The venture capitalist Aileen Lee inspired the group that would become All Raise, which advocates for female entrepreneurs.
Photograph: Brian Ach/Getty ImagesWomen in the industry have been scratching their heads about how to improve these statistics for years. While not an even split between genders, women still start businesses in far greater numbers than their share of VC funding would suggest. In 2017, the investor Aileen Lee emailed a few dozen women in venture suggesting they band together to work on the problem. The email group grew into an informal support group, which later became All Raise, whose mission is to increase both the number of women in VC and the total VC funding to female founders. When it launched in 2018, All Raise’s goal was to see about a quarter of VC dollars going to female founders. But since then, the number has hardly budged.

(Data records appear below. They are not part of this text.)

PR #6887, opened 2025-11-05
Avoid BlockingCollection in AsyncConsumerDataProcessor

### LINKED ISSUE #6858: `AsyncConsumerDataProcessor.ConsumeAsync` should avoid running on threadpool
Currently, we run `AsyncConsumerDataProcessor.ConsumeAsync` on threadpool. We should avoid that.

User test code might end up blocking all threadpool threads, causing the platform to not be able to make any further progress.

We should also run some tests with `DOTNET_ThreadPool_ForceMinWorkerThreads` and `DOTNET_ThreadPool_ForceMaxWorkerThreads` environment variables to 1. Such tests could also test for a user code that gets a threadpool thread and block it. These tests should also consider running with some of the extensions we have, e.g, trx, hangdump, etc...

Youssef1313:
Fixes #6858

We are still running on threadpool, but we are avoiding blocking it via `BlockingCollection`.

There are mainly two things going on here:

1. The intended fix -> avoid blocking threadpool threads. This can be seen when there is number of data consumers higher than Environment.ProcessorCount, and then we are exhausting the threadpool and slowing any other operations that need to run on the threadpool (i.e, waiting for the TP to be able to inject more threads).
2. General perf improvement unrelated to the fact that we are blocking threadpool (this was unintended :smile:)

For 2, I'm testing two channel implementations.

- Channel1 -> the implementation in this PR.
- Channel2 -> a fake implementation that is wrapping BlockingCollection, simulating what we have in MTP today.
- .NET channel -> using System.Threading.Channels 9.0.10 (but we cannot use it because we don't want to have any dependencies).

```csharp
// --- First metric: time taken to write and read a number of items. ---
// First scenario, writing 50 millions items in a tight loop.
// Channel1: 2.3 seconds.
// Channel2: 9 seconds.
// .NET channel: 1.4 seconds.
//
// Second scenario, writing 20 millions items, with Thread.Yield in between.
// Channel1: 7.3 seconds.
// Channel2: 8 seconds
// .NET channel: 6.1 seconds

// --- Second metric: how many items we can process per second ---
// First scenario, writing infinite items in a tight loop.
// Channel1: 15million/sec
// Channel2: 5million/sec
// .NET channel: 25million/sec
//
// Second scenario, writing infinite items, with Thread.Yield in between.
// Channel1: 2.5million/sec
// Channel2: 2.3million/sec
// .NET channel: 3million/sec
```

Channel2 (BlockingCollection) seems to be the worse in all tested scenarios.

App used for measuring:

[ConsoleApp25.zip](https://github.com/user-attachments/files/23394779/ConsoleApp25.zip)

### DIFF
--- a/test/IntegrationTests/Microsoft.Testing.Platform.Acceptance.IntegrationTests/DataConsumerThroughputTests.cs
+++ b/test/IntegrationTests/Microsoft.Testing.Platform.Acceptance.IntegrationTests/DataConsumerThroughputTests.cs
@@ -13,7 +13,7 @@ public class DataConsumerThroughputTests : AcceptanceTestBase<DataConsumerThroug
     public async Task MultipleDataConsumers_ShouldCompleteInReasonableTime(string tfm)
     {
         var testHost = TestInfrastructure.TestHost.LocateFrom(AssetFixture.TargetAssetPath, AssetName, tfm);
-        
+
         var stopwatch = System.Diagnostics.Stopwatch.StartNew();
         TestHostResult testHostResult = await testHost.ExecuteAsync(cancellationToken: TestContext.CancellationToken);
         stopwatch.Stop();


src/Platform/Microsoft.Testing.Platform/Messages/ConsumingEnumerableConsumerDataProcessor.cs
```diff
@@ -36,30 +37,42 @@ public AsyncConsumerDataProcessor(IDataConsumer dataConsumer, ITask task, Cancel
...
+        _signal.Release();
         return Task.CompletedTask;
     }
 
     private async Task ConsumeAsync()
     {
         try
         {
-            foreach ((IDataProducer dataProducer, IData data) in _payloads.GetConsumingEnumerable(_cancellationToken))
+            while (!_isAddingCompleted || _signal.CurrentCount > 0 || !_payloads.IsEmpty)
```
Youssef1313: What if we are in this situation:

1. Thread A: is about to evaluate this condition.
2. Thread B: is about to call complete adding.
3. Thread C: is about to publish.
4. Thread C got past the _isAddingCompleted check, but didn't yet add to the queue.
5. Thread B called complete adding and set the flag to true.
6. Thread A evaluates this to false, because adding is completed, and the queues are empty and no signals are there.

That means that something is getting published but not consumed. That probably isn't very expected?
Previously, BlockingCollection was synchronizing all these operations internally.

I think we need to think about the proper mechanisms to synchronize this correctly.

Also not sure if `volatile` makes sense for `_isAddingCompleted` flag?

src/Platform/Microsoft.Testing.Platform/Messages/SingleConsumerUnboundedChannel.cs
```diff
@@ -0,0 +1,112 @@
...
+    private TaskCompletionSource<bool>? _waitingReader;
+
+    private CancellationTokenRegistration? _cancellationRegistration;
+
+    // A flag indicating whether or not complete has been called.
+    private bool _completed;
+
+    // It's safe to lock on _items rather than a dedicated lock object.
+    // It's a private field and we own it.
+    // There is no need to extra an extra object for no value.
```
nohwnd:
```suggestion
    // There is no need to add an extra object for no value.
```

src/Platform/Microsoft.Testing.Platform/Messages/AsyncConsumerDataProcessor.netstandard.cs
```diff
@@ -36,59 +33,58 @@ public AsyncConsumerDataProcessor(IDataConsumer dataConsumer, ITask task, Cancel
...
+                        try
+                        {
+                            await DataConsumer.ConsumeAsync(item.DataProducer, item.Data, _cancellationToken).ConfigureAwait(false);
+                        }
+
+                        // We let the catch below to handle the graceful cancellation of the process
+                        catch (Exception ex) when (ex is not OperationCanceledException)
+                        {
+                            // If we're draining before to increment the _totalPayloadProcessed we need to signal that we should throw because
+                            // it's possible we have a race condition where the payload check at line 106 return false and the current task is not yet in a
```
nohwnd, line 69: "at line 106" did not age well. Do you see what this was referring to?

src/Platform/Microsoft.Testing.Platform/Messages/SingleConsumerUnboundedChannel.cs
```diff
@@ -0,0 +1,112 @@
...
+                _cancellationRegistration = null;
+                waitingReader.TrySetResult(true);
+            }
+        }
+    }
+
+    public bool TryRead(out T item)
+        => _items.TryDequeue(out item);
+
+    public Task<bool> WaitToReadAsync(CancellationToken cancellationToken)
```
nohwnd, line 58: should this check the cancellation token being already cancelled and act on that?

src/Platform/Microsoft.Testing.Platform/Messages/SingleConsumerUnboundedChannel.cs
```diff
@@ -0,0 +1,112 @@
...
+            }
+
+            if (_waitingReader is not null)
+            {
+                // Two calls happened to WaitToReadAsync without anything being written in between.
+                // This indicates multiple consumers (or single consumer calling this twice without await), which should never happen.
+                throw new UnreachableException();
+            }
+
+            _waitingReader = new TaskCompletionSource<bool>(TaskCreationOptions.RunContinuationsAsynchronously);
```
nohwnd, line 98: having it explained why this option is necessary would be nice for the future.

src/Platform/Microsoft.Testing.Platform/Messages/SingleConsumerUnboundedChannel.cs
```diff
@@ -0,0 +1,112 @@
...
+            _cancellationRegistration = cancellationToken.Register(static (tcs, ct) => ((TaskCompletionSource<bool>)tcs!).TrySetCanceled(ct), _waitingReader);
```
nohwnd: You said this is polyfilled, maybe  it would be worth it to expand that to the full code manually, and explain that we cannot avoid the allocation from capturing the values?

So we are not "surprised" by it in the future.

src/Platform/Microsoft.Testing.Platform/Messages/SingleConsumerUnboundedChannel.cs
```diff
@@ -0,0 +1,112 @@
...
+    private TaskCompletionSource<bool>? _waitingReader;
+
+    private CancellationTokenRegistration? _cancellationRegistration;
+
+    // A flag indicating whether or not complete has been called.
+    private bool _completed;
+
+    // It's safe to lock on _items rather than a dedicated lock object.
+    // It's a private field and we own it.
+    // There is no need to add an extra object for no value.
```
nohwnd:
```suggestion
    // This avoids allocating additional object that adds no value.
```

src/Platform/Microsoft.Testing.Platform/Messages/SingleConsumerUnboundedChannel.cs
Youssef1313: Done.

src/Platform/Microsoft.Testing.Platform/Messages/AsyncConsumerDataProcessor.netstandard.cs
Youssef1313: I'll try to figure it out.

src/Platform/Microsoft.Testing.Platform/Messages/SingleConsumerUnboundedChannel.cs
Youssef1313: I agree.
tbh, I think Polyfill is doing much more than it should, to the point that we can end up with hidden issues due to it.

I might even consider finding a way to "whitelist" what APIs we use from polyfill.

src/Platform/Microsoft.Testing.Platform/Messages/SingleConsumerUnboundedChannel.cs
Youssef1313: Added a comment.

src/Platform/Microsoft.Testing.Platform/Messages/AsyncConsumerDataProcessor.netstandard.cs
Youssef1313: I have no idea. But for history: https://github.com/microsoft/testanywhere/pull/1439

src/Platform/Microsoft.Testing.Platform/Messages/ConsumingEnumerableConsumerDataProcessor.cs
```diff
@@ -10,17 +10,14 @@ namespace Microsoft.Testing.Platform.Messages;
 
 internal sealed class AsyncConsumerDataProcessor : IDisposable
```
Youssef1313: TODO: Hide the previous implementation under env variable, just in case something breaks.

src/Platform/Microsoft.Testing.Platform/Messages/AsyncConsumerDataProcessor.netstandard.cs
Youssef1313, line 1: Also TODO: add a test for the crafted scenario in https://github.com/microsoft/testfx/pull/6887#issuecomment-3494047668 that verifies it works as expected with the change.

Youssef1313: @copilot Please add a test for me.

Youssef1313:
> We don't have also that amount of consumers shipped at the moment so we don't see this perf issue.

We actually see it on CI (in the form of flaky MSTest test where we expect cancellation to happen in a timely manner but the callback is likely delayed due to this) where the machines are 4 core only and we enable many extensions (trx, azdo report, hangdump, DotnetTestDataConsumer, and we have at least two data consumers that are always plugged: TerminalOutputDevice and `TestApplicationResult`).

This year, in particular, has left some female founders feeling left out of a historic venture bonanza. “When you’re reading these headlines about record rounds, you have to ask, who is having this experience?” says Liz Giorgi, the cofounder and CEO of Soona Studios. “It’s certainly not the women I know.”
WIRED spoke to 10 female founders who raised venture capital in the past year. While these women have all succeeded in fundraising for their startups, many of them said that they felt they were held to a different standard, or were subjected to sexist lines of questioning. This was particularly the case in the early stages, when investors have fewer metrics to go off of, and write checks based on their gut feeling about a founder.
“It’s that first round, when you’re an unknown quantity,” says Maria Colacurcio, the CEO of Syndio, an HR analytics company. When Colacurcio raised her Series A, in 2020, she felt confident about the company’s metrics, including its annual recurring revenue. She also felt good about her track record: She’d cofounded the software company Smartsheet, which went public in 2018. But when she met with VCs about Syndio, most of them told her they would need to wait until she could show the company’s metrics year-over-year. That surprised Colacurcio, who had heard of plenty of startups getting millions of dollars without a product at all.
Kostka, from All Raise, says she hears this complaint from women all the time. “We see men with a concept on a napkin who can raise $10 million, and women with $5 million in annual recurring revenue still can’t raise a seed round.”